For the word "enforce", work out how many lines in the records below contain it and state that count alone.

Records excerpted from a collection
____
PR #597, opened 2021-04-16
Use runtimeClasspath instead of runtime config.

tjni:
This is needed for compatibility with Gradle 7, which removes the long
deprecated "runtime" and "compile" configurations.

### DIFF
--- a/CHANGELOG.md
+++ b/CHANGELOG.md
@@ -14,6 +14,9 @@ and what APIs have changed, if applicable.
 
 ## [Unreleased]
 
+## [29.18.4] - 2021-05-06
+- Replace runtime configuration with runtimeClasspath configuration in plugin for compatibility with Gradle 7.
+
 ## [29.18.3] - 2021-05-03
 - Strictly enforce Gradle version compatibility in the `pegasus` Gradle plugin.
   - Minimum required Gradle version is now `1.0` (effectively backward-compatible).
@@ -4928,7 +4931,8 @@ patch operations can re-use these classes for generating patch messages.
 
 ## [0.14.1]
 
-[Unreleased]: https://github.com/linkedin/rest.li/compare/v29.18.3...master
+[Unreleased]: https://github.com/linkedin/rest.li/compare/v29.18.4...master
+[29.18.4]: https://github.com/linkedin/rest.li/compare/v29.18.3...v29.18.4
 [29.18.3]: https://github.com/linkedin/rest.li/compare/v29.18.2...v29.18.3
 [29.18.2]: https://github.com/linkedin/rest.li/compare/v29.18.1...v29.18.2
 [29.18.1]: https://github.com/linkedin/rest.li/compare/v29.18.0...v29.18.1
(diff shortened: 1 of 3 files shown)


gradle-plugins/src/main/java/com/linkedin/pegasus/gradle/PegasusPlugin.java
```diff
@@ -900,7 +899,7 @@ protected void configureSchemaAnnotationValidation(Project project,
                   task.setResolverPath(getDataModelConfig(project, sourceSet)); // same resolver path as generateDataTemplatesTask
                   task.setClassPath(project.getConfigurations() .getByName(SCHEMA_ANNOTATION_HANDLER_CONFIGURATION)
                                            .plus(project.getConfigurations().getByName(PEGASUS_PLUGIN_CONFIGURATION))
-                                           .plus(project.getConfigurations().getByName(JavaPlatformPlugin.RUNTIME_CONFIGURATION_NAME)));
+                                           .plus(project.getConfigurations().getByName(JavaPlugin.RUNTIME_CLASSPATH_CONFIGURATION_NAME)));
```
BrianPin, line 902: Hi Teddy, have a question, this from behind the scene change to use "runtime" to "runtimeClasspath" right?
Are they getting the same configuration under the hood?
I just to know if it will change anything.

tjni: In theory, it is not exactly the same. The `runtimeClasspath` configuration extends from the `runtime` configuration, but it also does from the newer `runtimeOnly` and `implementation` configurations. This is documented [here](https://docs.gradle.org/6.8.3/userguide/java_plugin.html#tab:configurations).

In practice, I don't expect it to change anything because very few people internally use `runtimeOnly` and `implementation`, and because `runtimeClasspath` is strictly larger than `runtime`, and enlarging the classpath in my experience has a lower chance of leading to an issue that shrinking the classpath.

CHANGELOG.md
```diff
@@ -4921,10 +4924,21 @@ patch operations can re-use these classes for generating patch messages.
...
+[Unreleased]: https://github.com/linkedin/rest.li/compare/v29.18.1...master
+>>>>>>> 5cd01279a (Use runtimeClasspath instead of runtime config.)
 [29.18.1]: https://github.com/linkedin/rest.li/compare/v29.18.0...v29.18.1
 [29.18.0]: https://github.com/linkedin/rest.li/compare/v29.17.4...v29.18.0
+=======
+[Unreleased]: https://github.com/linkedin/rest.li/compare/v29.18.3...master
+[29.18.3]: https://github.com/linkedin/rest.li/compare/v29.18.2...v29.18.3
+[29.18.2]: https://github.com/linkedin/rest.li/compare/v29.17.5...v29.18.2
+[29.17.5]: https://github.com/linkedin/rest.li/compare/v29.17.4...v29.17.5
+>>>>>>> e4749f625 (Use runtimeClasspath instead of runtime config.)
```
nickibi, line 4941: Looks like there are some conflicts which need to be fixed.

tjni: Good catch! Fixed.

nickibi (approved):

BrianPin (approved):

PR #607, opened 2021-04-26
Add LI JFrog Artifactory to buildscript repos

evanw555:
Bintray is doing intentional service blackouts right now in order to get
the attention of use cases that are still reading artifacts from
Bintray (of which pegasus is one...). This adds LI's JFrog Artifactory
instance as a maven repo and bumps parseq to the version that's
currently hosted on JFrog. The Bintray address can be removed once
that's down for good, just to be sure.


junchuanwang (approved):
thanks for addressing this

karthikbalasub (approved):

PR #900, opened 2023-04-26
Improve synchronization on the R2 `RequestContext` local attributes.

jpstewart:
It is possible to cause a `ConcurrentModificationException` in the `RequestContext` because we synchronize it by using `Collections.synchronizedMap()`, which only synchronizes individual reads/writes. When making a `RequestContext` copy we must iterate over the collection, allowing other threads to interrupt it by modifying the map during the operation.

This fix synchronizes the whole copy operation as well. The default
mutex used for synchronizing in a `SynchronizedMap` is `this`, so
synchronizing on the map itself guards against modification.

### DIFF
--- a/r2-core/src/main/java/com/linkedin/r2/message/RequestContext.java
+++ b/r2-core/src/main/java/com/linkedin/r2/message/RequestContext.java
@@ -54,12 +54,14 @@ public class RequestContext
    */
   public RequestContext(RequestContext other)
   {
-    _localAttrs = Collections.synchronizedMap(new HashMap<>(other._localAttrs));
+    synchronized (other._localAttrs) {
+      _localAttrs = Collections.synchronizedMap(new HashMap<>(other._localAttrs));
+    }
   }
 
   private RequestContext(Map<String, Object> localAttrs)
   {
-    _localAttrs = localAttrs;
+    _localAttrs = Collections.synchronizedMap(localAttrs);
   }
 
   /**
@@ -117,7 +119,7 @@ public class RequestContext
   public boolean equals(Object o)
   {
     return (o instanceof RequestContext) &&
-            ((RequestContext)o)._localAttrs.equals(this._localAttrs);
+        ((RequestContext)o)._localAttrs.equals(this._localAttrs);
   }
 
   @Override
--- a/CHANGELOG.md
+++ b/CHANGELOG.md
@@ -14,6 +14,9 @@ and what APIs have changed, if applicable.
 
 ## [Unreleased]
 
+## [29.42.2] - 2023-05-11
+- Fix synchronization on `RequestContext` to prevent `ConcurrentModificationException`.
+
 ## [29.42.1] - 2023-05-11
 - Add support for returning location of schema elements from the PDL schema encoder.
   
@@ -5465,7 +5468,8 @@ patch operations can re-use these classes for generating patch messages.
 
 ## [0.14.1]
 
-[Unreleased]: https://github.com/linkedin/rest.li/compare/v29.42.1...master
+[Unreleased]: https://github.com/linkedin/rest.li/compare/v29.42.2...master
+[29.42.2]: https://github.com/linkedin/rest.li/compare/v29.42.1...v29.42.2
 [29.42.1]: https://github.com/linkedin/rest.li/compare/v29.42.0...v29.42.1
 [29.42.0]: https://github.com/linkedin/rest.li/compare/v29.41.12...v29.42.0
 [29.41.12]: https://github.com/linkedin/rest.li/compare/v29.41.11...v29.41.12
--- a/gradle.properties
+++ b/gradle.properties
@@ -1,4 +1,4 @@
-version=29.42.1
+version=29.42.2
 group=com.linkedin.pegasus
 org.gradle.configureondemand=true
 org.gradle.parallel=true


r2-core/src/main/java/com/linkedin/r2/message/RequestContext.java
```diff
@@ -43,7 +50,7 @@ public RequestContext()
     // this class publicly exposes the _localAttrs through getLocalAttrs() and
     // returned Map that must support null values because there is plenty of code
     // that is using this property.
-    _localAttrs = Collections.synchronizedMap(new HashMap<>());
```
rickzx, line 46: How about we just switch to `ConcurrentHashMap`. From the javadoc
>Similarly, Iterators, Spliterators and Enumerations return elements reflecting the state of the hash table at some point at or since the creation of the iterator/enumeration. They do not throw [ConcurrentModificationException](https://docs.oracle.com/javase/8/docs/api/java/util/ConcurrentModificationException.html). However, iterators are designed to be used by only one thread at a time.

jpstewart: My concerns with `ConccurentHashMap` are first that it will introduce more overhead into a very low fundamental part of the R2 stack, and second that it allows for a copy to be created that is not consistent with a single point in time. Since the iteration behavior is "return each value at most once", the copy could end up with two values that never coexisted at the same time in the original. This is a change in the contract the current behavior provides, and seeing as how we see quite a few of these errors in EXC tickets a lot of people are relying on concurrent edits to the attribute map and could be potentially impacted by a change in behavior.

r2-core/src/main/java/com/linkedin/r2/message/RequestContext.java
```diff
@@ -131,4 +140,204 @@ public String toString()
   {
     return _localAttrs.toString();
   }
+
+  private static class AttrsMap<K, V> implements Map<K, V>, Lock {
```
bbarkley, line 144: Curious why this implements Lock and exposes that

r2-core/src/main/java/com/linkedin/r2/message/RequestContext.java
```diff
@@ -131,4 +140,204 @@ public String toString()
...
+      } finally {
+        other.lock.unlock();
+      }
+    }
+
+    @Override
+    public boolean equals(Object other) {
+      lock();
+      try {
+        return map.equals(other);
```
bbarkley, line 177: Seems like this should be testing to see if the other object is AttrsMap, and locking it if so

r2-core/src/main/java/com/linkedin/r2/message/RequestContext.java
```diff
@@ -131,4 +140,204 @@ public String toString()
...
+      } finally {
+        unlock();
+      }
+    }
+
+    @Override
+    public Set<Entry<K, V>> entrySet() {
+      lock();
+      try {
+        return map.entrySet();
```
bbarkley, line 307: This exposes the entries to clients, which are able to make modifications and bypass your locking, leading to continued ConcurrentModificationExceptions. Same for keySet and values.

r2-core/src/main/java/com/linkedin/r2/message/RequestContext.java
bbarkley: Have you verified that ConcurrentHashMap has a higher overhead? I'd be somewhat surprised if it did, as reads are not blocking.

I'm not sure if the concern over the consistency is an issue. Currently if anyone is making changes to the map during an iteration the exception is thrown, so there is no consistent behavior during modifications. Using a concurrent map won't guarantee consistency, but we also don't know what the impact of allowing that will be.

r2-core/src/main/java/com/linkedin/r2/message/RequestContext.java
```diff
@@ -69,7 +80,7 @@ private RequestContext(Map<String, Object> localAttrs)
    */
   public Map<String, Object> getLocalAttrs()
   {
-    return _localAttrs;
+    return Collections.unmodifiableMap(_localAttrs);
```
bbarkley, line 83: If clients are making changes on the return value currently, this is a change in behavior which may break them.

bbarkley (changes requested):
The main concern here is the change in behavior that clients will see, as well as leaking the ability to still modify the map via key/value views.

r2-core/src/main/java/com/linkedin/r2/message/RequestContext.java
gu0keno0: Alternatively, if the main pain point is ```When making a RequestContext copy we must iterate over the collection``` how about just adding a thread-safe copy() method?

gu0keno0: Just to share what I got from looking at the stack traces. Looks like the common pattern is like the following:

```streamRequest(request, new RequestContext(requestContext)```

Then the copy constructor of RequestContext will need to copy the localAttrs syncMap, and if at the same time the original context is modified in another thread for whatever reason, the copy will hit the exception. @bbarkley 

And to make it worse, we offers an unsafe API of "getLocalAttrs()" which directly returns that internal map to users, and that would make it impossible(?) for us to fix the concurrency locally inside RequestContext .

Comment (gu0keno0) [reply r2-core/src/main/java/com/linkedin/r2/message/RequestContext.java:46]: @jpstewart from the doc https://docs.oracle.com/javase/7/docs/api/java/util/Collections.html#synchronizedMap(java.util.Map) , seems like we can at least fix the pattern above by fixing the copy constructor? We can add a synchronized loop there to copy the map.

Comment (jpstewart) [reply r2-core/src/main/java/com/linkedin/r2/message/RequestContext.java:46]: It looks like you are correct, I tested and verified this works. I expected it would not since the `SynchronizedMap` synchronizes on a mutex object held privately, but actually `Collections.synchronizedMap(m)` will use m itself as the mutex, so this works.

**Review by jpstewart — COMMENTED** [review]
Based on the finding that the mutex in the `SynchronizedMap` is `this`, this simply synchronizes around the whole iteration.

**Review by gu0keno0 — APPROVED** [review]

File: r2-core/src/main/java/com/linkedin/r2/message/RequestContext.java [hunk 6]
```diff
@@ -54,7 +54,9 @@ public RequestContext()
    */
   public RequestContext(RequestContext other)
   {
-    _localAttrs = Collections.synchronizedMap(new HashMap<>(other._localAttrs));
+    synchronized (other._localAttrs) {
+      _localAttrs = Collections.synchronizedMap(new HashMap<>(other._localAttrs));
+    }
   }
 
   private RequestContext(Map<String, Object> localAttrs)
```
bbarkley, line 62: For safety/clarity I think it would be better if the incoming map here was also wrapped in a synchronizedMap, and that behavior removed from the clone method. Unfortunately we can't rely on the type system to enforce that _localAttrs is a synchronized map.

bbarkley (approved):
Looks good, minor suggestion for clarity

r2-core/src/main/java/com/linkedin/r2/message/RequestContext.java
jpstewart: I don't think that will help, since if the other map is not a SynchronizedMap then it can still be directly modified during the copy, since the caller has direct access to the underlying map. Instead I propose changing the constructor RequestContext(Map localAttrs) to also wrap the _localAttrs in a SynchronizedMap. Then, since the constructors are the only places _localAttrs can be set it is provable it is synchronized.

gu0keno0 (approved):

r2-core/src/main/java/com/linkedin/r2/message/RequestContext.java
bbarkley: Sorry if my suggestion wasn't clear - what you propose is the same as my suggestion :)

PR #902, opened 2023-05-08
Rewrite Java Doc logic with JDK 17 compatible APIs

JoeJoe1989:
Currently RestLi is using com.sun.javadoc APIs to generate Java Doc. However these APIs are removed in JDK 17, making RestLi and its consumers incompatible with JDK 17. This PR aims to address the issue by rewriting Java Doc related logic with JDK 17 compatible APIs based on [migration doc](https://docs.oracle.com/en/java/javase/11/docs/api/jdk.javadoc/jdk/javadoc/doclet/package-summary.html#migration). 

Given that the current RestLi is built in JDK 8 while the replacement APIs were introduced in JDK 9 (and remain compatible through JDK 17), we would need to build RestLi in newer JDK version to leverage the replacement APIs. More specifically, JDK 11 is chosen for the build since it is the next LTS version after JDK 9. This would also require a major version bump of RestLi because of the use of APIs after JDK 8 and the resulting compatibility with JDK 8 consumers.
____
§ Task response:
2